━━ Records for this task

PR #93, opened 2019-01-29
Version Update for BTC-QBO

JeffVandrewJr:
Version 0.3.24 of BTC-QBO contains backend efficiency improvements:

1. The RQ-Worker container is no longer necessary, as Quickbooks Oauth refresh is now accomplished via scheduled interval jobs stored directly to Redis.

2. Processing of IPNs is handled more efficiently.

These changes are designed to minimize the amount of system resources required by BTC-QBO. It should be as "light" as possible when doing its job.


NicolasDorier:
Super cool, I hated this additional container.

PR #101, opened 2019-02-21
bump upload size

Kukks:


NicolasDorier:
why?

Kukks:
plugins and theme files on woocommerce are almost always bigger than the default.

━━━━

* **Work order**:
Lines that include the word "Version" are to be extracted from the data above.

* **Your solution**:
Version Update for BTC-QBO
Version 0.3.24 of BTC-QBO contains backend efficiency improvements:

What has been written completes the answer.